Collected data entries
▬▬▬▬▬▬

PR #3569, opened 2022-10-11
[MNT] Remove `ABCMeta` inheritance from `_HeterogeneousMetaEstimator`

fkiraly:
This PR removes `ABCMeta` inheritance from `_HeterogeneousMetaEstimator` which fails currently due to `flake8` `B024`, i.e., abstract base class without abstract decorators.

In fact, `_HeterogeneousMetaEstimator` is a mixin and not an abstract base class, so this is indeed a style/pattern failure which was not picked up earlier (possibly since `flake8` was not enabled back then).

### DIFF
--- a/sktime/base/_meta.py
+++ b/sktime/base/_meta.py
@@ -6,13 +6,12 @@
 __author__ = ["mloning, fkiraly"]
 __all__ = ["_HeterogenousMetaEstimator"]
 
-from abc import ABCMeta
 from inspect import isclass
 
 from sktime.base import BaseEstimator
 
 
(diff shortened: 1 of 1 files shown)


TonyBagnall (approved):
I think the two methods should return a more informative message, such as not implemented, since strictly speaking they are not abstract methods (i.e. base class does not have to implement them)

def get_params(self, deep=True):
        """Return estimator parameters."""
    def set_params(self, **params):
        """Set estimator parameters."""

fkiraly:
these methods are implemented by the top base class, so will always be implemented.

▬▬▬▬▬▬

**ACTION ITEM:**
Reproduce all the records, exactly and in full.

**RESPONSE TO THE EXERCISE:**
PR #3569, opened 2022-10-11
[MNT] Remove `ABCMeta` inheritance from `_HeterogeneousMetaEstimator`

fkiraly:
This PR removes `ABCMeta` inheritance from `_HeterogeneousMetaEstimator` which fails currently due to `flake8` `B024`, i.e., abstract base class without abstract decorators.

In fact, `_HeterogeneousMetaEstimator` is a mixin and not an abstract base class, so this is indeed a style/pattern failure which was not picked up earlier (possibly since `flake8` was not enabled back then).

### DIFF
--- a/sktime/base/_meta.py
+++ b/sktime/base/_meta.py
@@ -6,13 +6,12 @@
 __author__ = ["mloning, fkiraly"]
 __all__ = ["_HeterogenousMetaEstimator"]
 
-from abc import ABCMeta
 from inspect import isclass
 
 from sktime.base import BaseEstimator
 
 
(diff shortened: 1 of 1 files shown)


TonyBagnall (approved):
I think the two methods should return a more informative message, such as not implemented, since strictly speaking they are not abstract methods (i.e. base class does not have to implement them)

def get_params(self, deep=True):
        """Return estimator parameters."""
    def set_params(self, **params):
        """Set estimator parameters."""

fkiraly:
these methods are implemented by the top base class, so will always be implemented.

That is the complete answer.